Chen, J, Wu, G, Li, S, Yu, T, Xie, Y, Zhou, L, Wang, L
The Cochrane database of systematic reviews. 2007;(4):CD005052
Abstract
BACKGROUND Heart failure is a major public health problem world-wide. Shengmai (a traditional Chinese herbal medicine) has long been used as a complementary treatment for heart failure in China. OBJECTIVES To determine the effect (both benefits and harms) of shengmai plus usual treatment versus usual treatment alone for heart failure. SEARCH STRATEGY We searched the following electronic databases: the Cochrane Central Register of Controlled Trials (CENTRAL) on The Cochrane Library (Issue 2, 2005), MEDLINE (1966 to May 2005), EMBASE (1984 to March 2004), AMED (1985 to July 2005), Chinese BioMedical Literature Database(1978 to April 2004), DARE (Issue 2, 2005) and BIOSIS (1997 to 2004).
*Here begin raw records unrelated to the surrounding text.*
PR #2616, opened 2026-06-16
fix: honor date filter on gap-topics endpoints | LLMO-5625

calvarezg:
## Summary
The Topic Opportunities table (and its CSV export) on the Visibility Overview dashboard ignored the date-range filter. The gap-topics handlers set `target_date` (a string) on `GapTopicsRequest` / `GapTopicsTotalsRequest`, but those protos have no `target_date` field — only `date` (a `common.v1.Date` message). With `ignoreUnknownFields`, the value was silently dropped and never reached the upstream gRPC. This fixes the list, totals, and export handlers to send the proto `date` message instead.

## Changes
- `gap-topics.js`, `gap-topics-totals.js`, `gap-topics-export.js`: parse the incoming `date` query param (`YYYY-MM-DD`) into a `{year, month, day}` `date` message and drop the silently-dropped `target_date` string — mirroring the working `source-opportunities` handler.
- The `date` is omitted when absent/invalid, so the upstream falls back to the latest snapshot rather than failing on a day-less date.
- `brand-topics` is intentionally untouched: its proto has a real `target_date` string field, so it was already correct.

## Test plan
- [x] Verified live (local stack): `gap-topics-totals` ALL count now varies by snapshot day — 1,013,763 (`2026-06-06`) and 1,006,366 (`2026-06-10`) vs the previously-constant 1,000,437.
- [x] `eslint` passes on all three handlers.
- [ ] Confirm Topic Opportunities table + CSV export reflect the selected date on stage (export not yet live-verified).

## Notes
No unit tests added — these handlers are excluded from coverage (`/* c8 ignore */`) per the existing convention; behavior verified manually against the live stack.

Seventeen Chinese journals were also handsearched. SELECTION CRITERIA Trials of shengmai plus usual treatment versus usual treatment alone for heart failure were included. Randomized or quasi-randomized controlled trials, regardless of whether they were blinded, were included. DATA COLLECTION AND ANALYSIS Two reviewers selected trials, assessed methodological quality and extracted data independently. Dichotomous and continuous data were calculated as relative risk (RR), and weighted mean differences (WMD), respectively. No heterogeneity was detected between included trials. A fixed-effect model was used to perform meta-analysis. MAIN RESULTS Nineteen trials were included studies. Methodological quality of the included studies was low. Compared to usual treatment alone, shengmai plus usual treatment showed significant improvement in New York Heart Association classification of clinical status (RR 0.32; 95% CI 0.25 to 0.40), mortality (RR 0.25; 95% CI 0.07 to 0.86), and tumour necrosis factor-alpha (WMD -0.52; 95% CI -0.99 to -0.05). Improvements were also seen in hemodynanic tests (one trial, 100 participants). No adverse affects were reported in any of the included trials. AUTHORS' CONCLUSIONS It is possible that shengmai plus usual treatment may be beneficial compared to usual treatment alone for heart failure. However the evidence is weak because of the poor quality of the included trials. Long-term and high quality studies are needed to provide clear evidence for the future use of shengmai.